You're hiring new employees and trying to figure out how many stock options to offer them. Or, you're thinking of joining a startup, and a component of your compensation will take the form of stock options.
How do you know what's fair?
It's one of the most frequent questions I get asked. Most people want to talk in terms of percentage ownership-0.1 percent, 0.25 percent, 1 percent- but that isn't the best approach. Every company is at a different stage and valued differently. Fair percentage ownership is going to look very different at a seed-stage startup valued at $10 million versus a Series D startup valued at $50 billion.
I've developed a simple methodology that normalizes these variables to come up with an Annual Cash Equivalent (ACE). The idea is to determine what the stock options would be worth if they were sold in the open market to an external investor. Once you know the cash value you can divide it by the number of years the stock options are vested over to determine the annual cash equivalent.
To determine the cash value of the stock options, use a stock option valuation calculator. There are plenty of good ones across the internet. Enter these five variables:
1. Stock Price
You'll need to ask for the stock's price per share during the last financing round, and then make your own determination as to whether it has appreciated in value since then. If the company is planning new financing in the near future, ask what the expected price per share will be--and then discount it a bit, because it hasn't happened yet.
If you're pretty certain that it's going to happen soon, discount it 10 percent. If it seems less certain, maybe use 20 percent.
Compare it to the previous financing round to assess the believability of that expected financing price. If the last round closed within the last six months, I would just use the last round price per share.
2. Exercise Price
The exercise price--also known as a strike price--is the price per share you would need to pay to buy the stock in the future. It will usually be at a significant discount to the stock price of the most recent financing, especially for early-stage companies. Typically, the more mature a company gets, the smaller the discount is.
3. Time to Maturity
This is the number of years before the option expires. It's often 10 years. For the purpose of this valuation, I would just use the vesting period--four years in most cases, but you should confirm with the company.
4. Annual Risk-Free Interest Rate
The interest rate has a very minimal impact on this calculation. Just use 2.5 percent.
5. Annualized Volatility
This has the biggest impact on the calculation. It's correlated to the stage of the company: A big, stable company with predictable cash flows like Walmart might have annual volatility of 20 percent, while a riskier company like Sears might be more like 75 percent or higher.
For a very early-stage company that has only done a seed round, I would use 125 percent. For a company that has done its Series A and has good momentum, use 100 percent. After Series B, use 80 percent. For later rounds when a company is doing well, 60 percent.
You might need to interpolate depending on the risk and the stage. Just keep in mind that the volatility is a proxy for risk, which is correlated with upside. You can always use two different volatilities to give yourself a range of values.

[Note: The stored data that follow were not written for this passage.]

PR #2316, opened 2016-07-18
Direct Access to parse-server

flovilmart:
This PR enables direct access to parse-server, when using the JS SDK from the current node runtime.

All API calls from the JS-SDK are router through route matching (but /functions/:functionName)

Enable that feature by setting PARSE_SERVER_ENABLE_EXPERIMENTAL_DIRECT_ACCESS=1

Issue #6405, opened 2020-02-12
Memory Leak On Queries (Due To Caching/Certain Parse-Server And Node Versions)


danielchangsoojones:
### Issue Description

During busy times (aka maybe 100 concurrent users), our heroku application started to get really slow. It was reaching 1GB - 2GB of RAM memory on our server (a pretty insane amount for our small scale). When we were running lots of queries, it would get super slow or it would just eventually H10 crash the heroku server. As we started analyzing the memory heap, it was apparent that, instead of adding memory and returning to the normal baseline, the queries were actually just building memory linearly. Something was just not getting garbage collected, so eventually the memory was just building every time we ran an API path. This was happening very consistently and easily reproducible. Anyway, we found other issues on Github that talked about how certain versions of parse server and node actually have a memory leak where a queries cache is never garbage collected. Parse server basically creates a new cache for each individual query. One fix we have found (and other people have mentioned in Github issues) was to just switch our cacheAdapter to Redis. This basically just moves all the caching logic to Redis, and Redis seems to not have this memory issue. Another fix seems to be that people found a certain version of parse-server and also node version where the memory issue just did not happen. We tried to upgrade to the latest node version (12.16.0, which is recommended for most users on the Node website) and the latest parse-server version (3.10.0). Unfortunately, we still had the memory issue when we were on the two latest versions. So, our current fix is to just use Redis. But, this seems like a major issue that the latest parse server version (3.10.0) and latest node version (12.16.0) have a major memory leak on every query. It seems like something like this should work right out of the box, and I'm wondering if others are having this issue also. 

### Steps to reproduce

1) Set your parse-server version to 3.10.0
2) Set your node-version to 12.16.0
3) Run a heroku local server 
4) Make a simple cloud call that runs a very simple query
5) Have a heap dump that prints before and after the query is run
6) Keep running the cloud call like 20 times over and over and you can watch how the memory changes
 
### Expected Results
You would expect for the heap dump to initially print at some baseline (~30 MB) and then when you run a query it will jump up a bit (maybe around ~35MB). Then, when you finish the API call, it just returns to baseline (30MB) because node should garbage collect. This way, every time you run a query, it uses some memory, and then it just goes back to normal until the next query.

### Actual Outcome
[...]

PR #6636, opened 2020-04-22
Enable direct access by default

mtrezza:

### Issue Description

Picking up the experimental feature for direct access to Parse Server within Cloud Code.

- The goal is fix related issues and enable it by default.
- The feature has been used by some in production systems for some time, seemingly without of any major issues.

Direct access has been merged as feature flagged here:
https://github.com/parse-community/parse-server/pull/2316

Related issue: #6637

### TODOs before merging

- [x] Add test cases
- [ ] Add entry to changelog
- [x] Add deprecation definition
- [ ] Add changes to documentation (guides, repository pages, in-code descriptions), remove experimental reference


dplewis:
Its been a while since I looked into this. If I remember correctly the reason why the tests are failing is because of [this](https://github.com/parse-community/parse-server/blob/fd0b535159877fa9bc74fb645169f56814c67c60/src/RestWrite.js#L934) the installationId is `cloud` meaning you won't get back a sessionToken. The check is [here](https://github.com/parse-community/parse-server/blob/fd0b535159877fa9bc74fb645169f56814c67c60/src/RestWrite.js#L934).

You should be able to fix the tests by setting an installationId not set to cloud.

mtrezza:
Thanks for the hint! I'll look into this.

dplewis:
@mtrezza I added a PR https://github.com/parse-community/parse-server/pull/6903 I don't know if it would help with the test cases here.

MobileVet:
@dplewis @mtrezza It appears to me that the only place `directAccess` is referenced in the server code is `ParseServer.js:188` when it sets up a custom REST controller.  As a result, I am having a little trouble understanding exactly what this does.

My guess / hope is that instead of firing an HTTP request for a query made in **Cloud Code**, it uses the mongo connection to make the request 'directly.'  Is that what this option does?

For example, I am hoping that if one had a **Cloud Function** with 3 queries contained in a `Promise.all([])`, they would utilize the mongo connection pool (assuming it was larger than 3) and make 3 parallel direct queries versus making 3 queries back to the server endpoint using the REST API.

Is that a correct understanding?
Thanks in advance.

mtrezza:
@MobileVet Your understanding is correct.

MobileVet:
> @MobileVet Your understanding is correct.

Wow... this changes everything, lol!  I have been using Parse for a long time, but have only recently been delving into optimizations and performance issues.  While I understood the REST API was used conceptually, the implications of such knowledge weren't apparent until I was reviewing our Sentry logs the other day.

> I abandoned the PR because I was removing the option to use direct access entirely, but I am not sure anymore direct access should be the only option. It may be detrimental to load distribution within an target group of server instances. So maybe enable it by default but leave it as an option to disable it.

At first blush, I can't imagine how this could be slower in our use case.  We try to group our queries where ever possible and it is annoying to think they are taking up numerous instances to resolve.  Granted, that allows the calling instance to maybe handle some other request while it is asynchronously waiting... but that still feels like more overhead.  I suppose if one of those queries is long it could stall the instance and thereby starve other callers... but... hmm.  Lots to consider.

dplewis:
@mtrezza Can you fix the conflict and update from master? A few improvements have been made for directAccess. I want to see how many test fail now.

mtrezza:
> Is the only known issue the failing tests due to a session token problem?

I can't give an answer for which purposes the feature is currently fit. I can say however that the feature seems to be used by some developers in production already.

mtrezza:
@dplewis Unchanged I’d say. IIRC the issue was the test set-up itself that needs to be adapted for direct access. I’ll give you branch access.

MobileVet:
> I abandoned the PR because I was removing the option to use direct access entirely, but I am not sure anymore direct access should be the only option. It may be detrimental to load distribution within an target group of server instances. So maybe enable it by default but leave it as an option to disable it.

We are definitely going to give this a shot so I hope that the feature isn't removed entirely.  It will be really interesting to see the results in our system.  We currently handle ~75k sessions  a day which isn't huge, but also nothing to sneeze at.Thanks for all of your work with it.

dplewis:
So `directAccess` is for bypassing the HTTP layer when using Parse JS SDK on the same node runtime as the server. Mostly for cloud code but you can use it anywhere as long as it is the same runtime.

DirectAccess: false
Runtime Request -> RestController -> HTTP -> Middleware -> Router -> 

DirectAccess: true
Runtime Request -> DirectAccessRestController -> Router ->

To make the tests pass in this case, we would have to add missing components from the RestController and the Middleware to the DirectAccessRestController. 

As a visual, imagine turning directAccess: true on your server, copy the entire test suite into a cloud code function and run it.

dplewis:
@mtrezza How does this look to you? I also fix a bug.

```
_CoreManager.default.getRESTController(...).handleError is not a function
```

dplewis:
@mtrezza If you are interested in seeing my original solution
 
https://gist.github.com/dplewis/3e911af29a667a88b9f92fa007e735e2

mtrezza:
What do you think about keeping the option but default it to `true`, in case someone prefers to distribute the load through a load balancer?

dplewis:
I like that idea. If you did that originally all the tests would have passed by setting directAccess: false lol

mtrezza:
My intention was to run all test with direct access `true` to make sure everything still works. Now that we keep it optional, do you think it is necessary to run all the tests twice, once with `true` and once with `false`?

dplewis:
I would like to see the tests passing as well. That gist I posted only had 23 tests fail. Those failing test produced results that weren’t expected.

dplewis:
@mtrezza The reason for this PR is to make directAccess turned on by default. I think that has been accomplished.

For the tests, looking at how user management is handled server side. Its stateless where you have to pass in sessionToken and useMasterKey options. If you want to pass the tests with directAccess enabled we would have to add state management for user on the server side to ParseServerRESTController which isn't what we want to do.

mtrezza:
If we make direct access enabled by default, we are also moving the feature out of experimental state. Hence my question regarding the tests. Are we confident enough yet that this feature is fit?

dplewis:
Its a 4 year old feature and I assume it is widely used since its the first recommendation when searching "how to make parse faster". I've kept it on for years and only found one bug myself, I'm confident based on my own experience. The main purpose of turning it on is so new users of parse will have it out of the box without having to search for it.

Let me see if I can find more bugs from those failing tests earlier in production.

mtrezza:
I have also seen deployments where it was used for quite a while, but I was never sure whether it just worked for them, based on the specific application. If the tests pass and given it's availability for years I guess it should be good to move it out of experimental. A quick issue search also didn't reveal anything.

davimacedo (approved):
It looks good to me. I believe we should just list it as a breaking change in the changelogs.

mtrezza:
Looking at the current file changes, it seems that `directAccess` is disabled for the tests? If that is the case, shouldn't the tests run with `directAccess` enabled if it becomes the default?

dplewis:
It's impossible to run directAccess against tests because directAccess is stateless. We have [ParseServerRESTController.spec.js](https://github.com/parse-community/parse-server/blob/master/spec/ParseServerRESTController.spec.js) specifically for directAccess.

mtrezza:
Got it, thanks, fine with me then.

dplewis (approved):

MobileVet:
Kudos again to everyone for their work on this.  Personally I would be hesitant to make this the default behavior as one doesn't know what environment people are using Parse in and thus the full impact.  We actually got bit on the [case insensitive index update](https://github.com/parse-community/parse-server/releases/tag/4.0.0) a while back and thus I am sympathetic to significant underlying changes like this.  However, if you do go down that path, marking it as a 'breaking change' and outlining the issue clearly is definitely the way to do it.

MobileVet:
In the interim, we did a little testing on a 'mostly production' setup earlier today and I thought I would share our results.  They focus on a particularly simple API endpoint for us that includes 3 mongo queries in a `Promise.all([])` block.  Everything was at our 'production' level except for the Mongodb instance and the amount of traffic.

mtrezza:
Good point, before merging this we should
- add the Breaking Change change log entry
- remove any reference to directAccess being an experimental feature

MobileVet:
@dplewis @mtrezza Wanted to let you know we tried `DIRECT_ACCESS` in production and it looked to be leaking memory.
### Setup
- Heroku Performance L
- Mongodb M40 db host
- 35 Throng workers (Node clustering)
- 2% Sentry logging
- Mongo 3.6.21
- Parse Server 4.5.0
- PARSE_SERVER_ENABLE_EXPERIMENTAL_DIRECT_ACCESS = 1

### Results
- Memory climbed until it started swapping heavily and things went sideways
- Prior to that, the duration variance for calls did appear lower than without this feature turned on, but it was hard to tell and number of samples was lower than we would like for our analysis.
- Our typical memory footprint starts at about 4GB, quickly grows to 6 and then levels off around ~7.5GB

DIRECT_ACCESS Memory Leak

mtrezza:
Thanks for the update @MobileVet. Can you verify a memory leak in a more controlled environment, with a load test?

MobileVet:
> Thanks for the update @MobileVet. Can you verify a memory leak in a more controlled environment, with a load test?

Will give it a shot in the next day or so.

mtrezza:
@MobileVet Do you have an update on this?

MobileVet:
> @MobileVet Do you have an update on this?

Apologies @mtrezza I couldn't get to it last week.  We did allocate team resources this week and @rdhelms is looking at it right now.  Should definitely have something by mid week.

MobileVet:
@mtrezza @dplewis We are digging into this and having some trouble getting a solid picture of it.  Do you have a recommended memory analysis setup?  Do you just use Node Profiler?  Any other tips?

Regarding our findings so far, regardless of the presence of `Promise.all` blocks w/ multiple mongo queries... if `PARSE_SERVER_ENABLE_EXPERIMENTAL_DIRECT_ACCESS=1` and you continually make requests to a particular cloud function on the server, the memory will rise indefinitely.  Once you cease making calls, it will drop back, but not all the way to where it started.  If you wait between calls... the rise is much more managed by the garbage collection.

Alternatively, with `PARSE_SERVER_ENABLE_EXPERIMENTAL_DIRECT_ACCESS=0` the memory will increase a bit and stabilize.  Once the calls are completed, it will fall back to the original steady state from which it started.

MobileVet:
@mtrezza @dplewis Ok, there is definitely a memory leak using `DIRECT_ACCESS`.  If you create a default clean install of Parse and make a dead simple Cloud function that queries the `User` table and you hit that call over and over, the heap will grow.

Here is our setup:

- `PARSE_SERVER_ENABLE_EXPERIMENTAL_DIRECT_ACCESS`=1
- Testing using >2000 sequential calls
- Using `@airbnb/node-memwatch`
### memwatch setup:
```
    // index.ts line 127
    app.listen(config.PORT, displayEnvironment)
    memwatch.on('stats', (stats) => {
        console.log(stats['used_heap_size' as 'max'])   // eslint-disable-line no-console
    })
```

### Cloud function
```
Parse.Cloud.define('testFunction', async () => {
    const query = new Parse.Query(Parse.User).limit(1)
    await query.find({ useMasterKey: true })
    return true
}
```

### Calling script
```
const axios = require('axios')
const maxTests = 100000
let testNum = 0
const runTest = () => {
  const headers = {
    'X-Parse-Application-Id': 'memorytestapp',
    'X-Parse-REST-API-Key': 'setec-astronomy',
    'X-Parse-Session-Token': 'r:9I3z3NcYGVeWB0xm0cgjUYCxanm3wIfM',
  }
  console.log('Starting test #' + testNum)
  return axios({
    method: 'POST',
    url: 'http://localhost:5000/parse/functions/testFunction',
    headers,
  }).then(response => {
    console.log('Finished test #' + testNum)
    if (testNum < maxTests) {
      testNum++
      runTest()
    }
  })
}
runTest()
```

### Results
Here are the `heap_size` results in graph form.
`DIRECT_ACCESS=0`
DIRECT_ACCESS=0

`DIRECT_ACCESS=1`
DIRECT_ACCESS=1

mtrezza:
@MobileVet Thanks for investigating and sharing this in such detail.

There have been similar reports shared about decreasing server performance over time that may be related to this:
- https://github.com/parse-community/parse-server/issues/7036
- https://github.com/parse-community/parse-server/issues/6405

I will change this PR back to draft mode until we get insight into this.

mtrezza:
@MobileVet Could you run the test longer, and maybe also measure the response time change over time?

I did some quite extensive similar load testing with app profiling for many different queries. The performance eventually stabilized. The decreasing performance and eventual stabilization could have to do with the NodeJS heap allocation or garbage collection algorithm.

rdhelms:
Hi @mtrezza - per your request, we called our cloud function repeatedly for an hour (we waited until each response was received before firing the next request, so the server was only ever handling one request at a time). We measured both the `used_heap_size` in the server and the response time from the client's perspective.

Here's the function:
image

Here's an hour's worth of `used_heap_size` measurements, in bytes
image

And here's a sample of the response times during the hour, in milliseconds:
image

As you can tell, the response times stayed relatively constant, which I would expect since we were only making one request at a time, and we were nowhere near reaching our physical memory limit.

Interestingly, the memory usage did eventually flatten out...I'm not totally sure what to make of that. However, even with the flattening out, we still had about 40 minutes of increasing memory, going from ~75 MB up to almost 500 MB. Even if it did eventually "stabilize,"  the increase is still way too huge for us to currently turn `directAccess` on.

dplewis:
@rdhelms @MobileVet Can you try this branch and see if there are any improvements?
https://github.com/parse-community/parse-server/tree/improve-schema-cache

rdhelms:
@dplewis Wow, so this only after running for a few minutes, but all I did was update our package.json dependency:
```
"parse-server": "parse-community/parse-server#improve-schema-cache",
```

And these are the initial results (with `directAccess` still on):
image

So...looking way better at the moment. I'll do a comparison with `directAccess` turned back off again, and then I'll run a longer test using the new branch with `directAccess` on again.

mtrezza:
@dplewis Good hint. That is the branch where we introduce the DB watch hooks instead of pulling the schema per request?

rdhelms:
These charts all represent `used_heap_size` measurements during 2000 sequential calls to the cloud function mentioned [above](https://github.com/parse-community/parse-server/pull/6636#issuecomment-778358936)

#### `master` branch with direct access OFF
image

#### `master` branch with direct access ON
image

#### `improve-schema-cache` branch with direct access OFF
image

#### `improve-schema-cache` branch with direct access ON
image

dplewis:
@rdhelms Thanks for running a performance test on it. This information is really helpful. Feel free to keep using that branch, it should improve your queries and saves speeds also. If you want to follow the conversation regarding that branch check [here](https://github.com/parse-community/parse-server/pull/6743)

@mtrezza I'll try to get that branch released shortly. Your improvements on the flaky tests should help.

rdhelms:
I went ahead and did a longer (~45 mins) test of locally hitting one of our actual cloud code functions that we use in production. This is with the new `improve-schema-cache` branch, and with directAccess ON:
image

Definitely seems way better than before!

mtrezza:
@rdhelms Thanks also from my side for these tests. I hope this finally solves the mystery of the decreasing server performance reports.

@dplewis Let me know when if you need a hand with getting the branch ready for merge.

MobileVet:
> @rdhelms Thanks also from my side for these tests. I hope this finally solves the mystery of the decreasing server performance reports. Just for future readers, regarding the [flattening out](https://github.com/parse-community/parse-server/pull/6636#issuecomment-778358936) of the heap curve, this looks much like the V8 heap size reached its limit, which is ~500MB by default, depending on the Node version and the memory allocated to the process.
> 
> @dplewis Let me know if you need a hand with getting the branch ready for merge.

@dplewis @mtrezza We would be happy to do whatever we could to help push this over the line as well.  Using the Mongo connection pool efficiently instead of making REST calls to ourself cuts our system level request per second in half AND greatly decreases the variance in our response time.  Definitely looking forward to using `DIRECT_ACCESS`.

dplewis:
@mtrezza Now that https://github.com/parse-community/parse-server/pull/7214 has been merged. What is the status of this?

mtrezza:
This PR can be closed now. @MobileVet do you think you could repeat your test with https://github.com/parse-community/parse-server/pull/7214? It should have fixed the issue.

mtrezza:
@dplewis I intended to do a rebase on current master, but since there have been some changes in #7214 I don't want to mess anything up. You wrote #7214 and made recents commits in this PR, would you mind doing the rebase just to be sure?

mtrezza:
To gradually shift to [phased deprecation](https://github.com/parse-community/parse-server/issues/7198) as part of the larger shift to [release cycles](https://github.com/parse-community/parse-server/issues/7271), we could start here by keeping `directAccess: false` by default and add a deprecation warning, that this will be enabled by default in a future version. The next major release will then set this to `true` by default.

davimacedo:
It is an experimental feature for a while now but I am not sure that changing it to true by default would be a breaking change, since I understand that all tests are passing, right?

mtrezza:
I suspect it is potentially breaking in certain architectures because it does not route requests via http but internally.

For example, if a cloud function makes `Parse.Query` calls, with `directAccess: false` the queries may be routed via a load balancer and distributed across a group of server instances. But with `directAccess: true` all queries are executed on the same server instance. This can cause significant issues due to uneven load distribution and influence performance metrics.

There is a use case for `directAccess: false`, so I would also recommend against removing the option in the future. I think the default however should be `directAccess: true`.

dplewis:
@mtrezza can you update the changelog with a your breaking change suggestions?

Most users will have one instance of the server. If their is a load balancer it’s it distributed before the calls hit the server so directAccess: true wouldn’t matter no?

mtrezza:
> If their is a load balancer it’s is distributed before the calls hit the server so directAccess: true wouldn’t matter no?

Not sure I fully understand the question, but whether or not Cloud Code calls are distributed via the load balancer depends on the `localServerUrl` I think, because currently (without this PR) the calls use the `localServerUrl` to invoke the calls. If a developer explicitly wants to distribute these call currently, they may have set a URL as `localServerUrl` for routing the calls to the load balancer for distribution. If they now set `directAccess: true`, this process is short-circuited and distribution won't happen anymore. A wordy explanation, let me know if I should clarify.

dplewis:
Thank you for the explaination. I was confusion myself.

mtrezza:
> @mtrezza can you update the changelog with a your breaking change suggestions?

@dplewis How do you feel about trying out a phased deprecation for this one? That would mean keeping `directAccess: false` as default and adding a deprecation warning that we'll change the default in a future version. I would add the implications I described above to the Parse Server options doc for the `directAccess` parameter. Then, in the future version, we actually add the breaking change to the CHANGELOG, and if we also follow semver, that version would be a major version increment.

dplewis:
Go for it. Hopefully this will bring awareness to this feature and we can get more feedback.

mtrezza:
Is that somewhat understandable?

image

dplewis:
That is perfect!

mtrezza:
Note, I'm working on adding the deprecation warning here, so this is still in DRAFT.

mtrezza:
Once https://github.com/parse-community/parse-server/issues/7302 is merged, the following deprecation definition needs to be added:

```
{ optionKey: 'directAccess', changeNewDefault: 'true' }
```

Then this should be ready for merge.

mtrezza:
After adding the deprecation definition, Parse Server logs the following warning if `directAccess` is not explicitly set:

> DeprecationWarning: The Parse Server option 'directAccess' default will change to 'true' in a future version.

This is the first attempt of apply the [deprecation policy](https://github.com/parse-community/parse-server/pull/7199) by using the [deprecation mechanism](https://github.com/parse-community/parse-server/issues/7302) to notify developers that `directAccess` will be enabled by default in a future version. Looking ahead, that breaking change would be introduced in `6.0.0` (2022) after displaying the deprecation warning throughout `5.#.#` (rest of 2021).

mtrezza:
@davimacedo could you take a look at this failing test?

It fails at line:
https://github.com/parse-community/parse-server/blob/95637933038948c77ec0aa92be0b6a32e5bc9040/spec/ParseServer.spec.js#L110

with

```
1) Server Url Checks does not have unhandled promise rejection in the case of load error
3762
  - Expected 'warn: DeprecationWarning: The Parse Server option 'directAccess' default will change to 'true' in a future version.
3763
  ' to be undefined.
```

The commit says:
>  Add test to check inexistence of unhandled promise rejection on server fail

I think it intended to fix https://github.com/parse-community/parse-server/pull/5573#issuecomment-491068469.

Do you think we can change the line above to be more specific?
```
expect(stdout).not.toContain('UnhandledPromiseRejectionWarning');
```

davimacedo:
@mtrezza there is a long time it was merged and it is hard to remember but I agree with your change. It looks good to me.

mtrezza:
Thanks, and all seem to pass now, this is ready for review.

mtrezza:
@dplewis, it seems we are closely hitting the 15 mins CI timeout. You've just set it to 15 from 30, should I set it to 20 or is there another remedy you have in mind?

mtrezza:
If no further objections, I will merge this later today, since this has already gone through multiple reviews and is stopping [other PRs](https://github.com/parse-community/parse-server/pull/7319) from getting merged.

parseplatformorg:

parseplatformorg:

Once you get the price of the option from your calculator, multiply it by the number of stock options you are being offered. Your number is the total cash market value of your potential options. If they vest over four years (most do), then divide this value by four to get the annual cash value equivalent.
Don't be tempted by what the stock could be worth. Note that this methodology doesn't consider ownership percentage--that's irrelevant if you know the true market value of the options.
I've had success using this methodology in the past. It's very helpful in keeping compensation consistent, especially because new employees always join throughout very different stages of a company's life. You should, of course, do your due diligence and bounce things off an experienced accountant.